Every attempt to cut the federal budget since the Carter administration, because it has decimated the taxrevenue base, has led to increasing deficits, LaRouche showed, in the dramatic first series of graphs. The federal deficit, which had been negligible before Carter, began to zoom upward with the implementation of Federal Reserve chairman Paul Volcker's high-interest-rate regime, as businesses couldn't afford to stay open. The 1981 Kemp-Roth budget-balancing measure doubled the deficit, and the 1985 Gramm-Rudman bill, co-sponsored by Presidential candidate Phil Gramm, doubled it again. It continued to grow under the "President in charge of vice," George Bush, and has only begun to decline under Clinton, LaRouche showed. "Now they want to get rid of Clinton to unbalance the budget!"

LaRouche explained, using the next series of graphs, that the purpose of government is to foster an increase in the wealth of the population, and that government expenditures, particularly in technology-dense areas like defense and aerospace, increase revenue far above their cost. But the Republican "Red Guards" in Congress, he said, are determined to shut down such spending in order to deliver tax-cut benefits to "idle parasites" and speculators.

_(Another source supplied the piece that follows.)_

PR #7282, opened 2018-05-17
HTTP remote file provider should not fetch the file in --why-run mode

stuartpreston:

### Description

This change bypasses the logic that retrieves the content for remote files when used in --why-run mode.  Instead, just the outer converge_by message will be shown, i.e.:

The candidate debunked the myth that the national debt is caused by the federal deficit. In fact, he explained, the reverse is true: The deficit is caused by the increase in debt. In the next series of graphs, he demonstrated how, since 1966, the economy has moved out of the production of tangible goods into the realm of "absolute speculation," with the result that we are now in a "hyperbolic situation" which can only lead to collapse.

LaRouche completed his presentation with a sweeping view of the last 550 years of history, showing how the nation-state founded in France by Louis XI brought society out of barbarism. "Prior to this, every culture was a moral failure," LaRouche said, with 95% of the population subject to slavery, serfdom or worse. Under Louis XI, an intelligentsia was created--what he called "the Martin Luther Kings of the population"--which became "the force on which Louis XI relied to subordinate the aristocracy. Those representatives of the people, in the name of the people, then constituted a nation." That new nation-state, and the positive role of the government, fostered the growth of education, as a result of which the population began to grow exponentially. And "the world as a whole benefited from European civilization."

This is the tradition that we in the U.S. represent, LaRouche said, concluding with a broad challenge to the audience. After France was destroyed, "It fell to the United States, under the Constitution, and particularly the Preamble, which is the noblest act of law in history, to be the bearers of hope for the planet.... But we have betrayed our great calling as a nation and we have brought ourselves into the condition, under British influence, where we are about to be destroyed." Now, he said, we must abandon the errors we have made and realize that our destiny is to make the blessings of the Constitution available to every part of this planet.

"I hope I have done, in my way, what Martin Luther King would have done in his," said LaRouche, concluding his address.